Speech title "Global Health Challenges: “Bridging AI with global networking for clinical research"

Abstract-Global collaboration in health research has become increasingly critical in addressing complex health challenges that transcend national borders. With the advent of Artificial Intelligence (AI), the potential to enhance global health research has expanded significantly.

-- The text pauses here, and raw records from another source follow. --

PR #4323, opened 2019-11-01
feat(@aws-amplify/storage): get supports Response headers

### LINKED ISSUE #3563: How do you override response header values with Storage.get
I've got an S3 bucket where I'm storing mp3 files.

When using Storage.put(), I can set (or not set) the Content-Type and Content-Disposition of the files.  

If I set the Content-Type to "audio/mpeg" and Content-Disposition to "attachment" I can use Storage.get() to retrieve a pre-signed URL, which will prompt an OS download window to save the file.

If I only set the Content-Type to "audio/mpeg", leaving Content-Disposition at default ("inline"), Storage.get() will return a pre-signed URL that will begin streaming/playing the file in the browser.

This seems to be an either/or road.

What I'm ultimately trying to do is allow for both streaming and/or downloading in the UI, like this, with the play and download buttons having the appropriate behaviours:
image

While I can set the Content-Type and Content-Disposition on PUT with something like this:

**For Dowloading**
```js
await Storage.put(fileName, file, {
  contentType: "audio/mpeg",
  contentDisposition: "attachment",
});
```
**For Streaming**
```js
await Storage.put(fileName, file, {
  contentType: "audio/mpeg"
});
```

I can't seem to figure out how to do this with the GET method, so as to override the Content-Disposition.

I've tried the following with the file uploaded to S3 using a Content-Type: "audio/mpeg" and no Content-Disposition, trying to override the Content-Disposition to allow downloads, using the signed-urls:

```js
const url = await Storage.get(fileName, {
  contentDisposition: "attachment"
});
```
and
```js
const url = await Storage.get(fileName, {
  response-content-disposition: "attachment",   
});
```

But the download vs. stream behavior will always default to whatever the Content-Disposition is set on the file in S3 and no override is happening. 

This site I'm working on was initialized via the CLI using `amplify init`, S3 storage was provisioned using `amplify add storage` (S3), and the (create-react) app was published via a connected repo.

Any thoughts on this would be appreciated.

ericclemmons:
Fixes #3563 

`Storage.get` now supports the following response headers when getting signed URLs:

- `cacheControl` as `ResponseCacheControl`
- `contentDisposition` as `ResponseContentDisposition`
- `contentEncoding` as `ResponseContentEncoding`
- `contentLanguage` as `ResponseContentLanguage`
- `contentType` as `ResponseContentType`
- `expires` as `ResponseExpires` **instead of `Expires`**

    > https://docs.aws.amazon.com/AWSJavaScriptSDK/latest/AWS/S3.html#getObject-property

---


packages/storage/__tests__/Providers/AWSS3Provider-unit-test.ts
```diff
@@ -333,7 +368,7 @@ describe('StorageProvider test', () => {
 			expect(spyon).toBeCalledWith('getObject', {
 				Bucket: 'bucket',
 				Key: 'public/key',
-				Expires: 1200,
+				ResponseExpires: 1200,
```
ericclemmons: This is potentially a backwards compatible break, but based on the API documentation, `Expires` doesn't exist:
> https://docs.aws.amazon.com/AWSJavaScriptSDK/latest/AWS/S3.html#getObject-property

packages/storage/src/Providers/AWSS3Provider.ts
```diff
@@ -154,9 +164,13 @@ export default class AWSS3Provider implements StorageProvider {
...
-		if (expires) {
-			params.Expires = expires;
-		}
+		if (expires) params.ResponseExpires = expires;
+		if (cacheControl) params.ResponseCacheControl = cacheControl;
+		if (contentDisposition)
+			params.ResponseContentDisposition = contentDisposition;
+		if (contentEncoding) params.ResponseContentEncoding = contentEncoding;
+		if (contentLanguage) params.ResponseContentLanguage = contentLanguage;
+		if (contentType) params.ResponseContentType = contentType;
```
Amplifiyer: Are we able to verify that `param.ResponseExpires` works while `param.Expires` doesn't? Looking at the SDK code, especially for getSignedURL API, it seems it looks at the `Expires`. Also I believe getSignedURL() doesn't actually hit S3 API to return the signed URL, it's generated by the SDK with proper signature so that client can then call GET on it to download.

We also may have to move the param headers before the if condition so that we can pass it in the `s3.getObject()` API

ericclemmons: @Amplifiyer That's a good point.  The safest thing would be to revert 6ad86e2234c1e43bd51f80f0df86b82a59619f44, as that was added in bulk with `ResponseCacheControl` to fix #3567 based on the documentation.

Amplifiyer: Yes and we should probably move updating `params` before the [if condition ](https://github.com/aws-amplify/amplify-js/pull/4323/files/27cc500aad236def8eb97fb03f77abc779ba0a22#diff-c7c081aa778dae8f92ac9eee463ebaffR138-R142) so that getObject() call can use it.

AI technologies facilitate the collection, analysis, and sharing of vast amounts of health data from diverse populations, enabling researchers to identify patterns, predict outcomes, and develop targeted interventions more efficiently. Moreover, AI supports the integration of multidisciplinary expertise, bridging gaps between regions and institutions, and fostering a more cohesive global research community. Through AI-driven models, global health initiatives can be more responsive to emerging health threats, ensuring timely and effective interventions.

However, this collaboration also necessitates addressing challenges such as data privacy, ethical considerations, and equitable access to AI technologies across different regions.
In conclusion, the synergy between global collaboration and AI in health research holds promise for advancing public health, improving healthcare delivery, and ultimately achieving better health outcomes worldwide.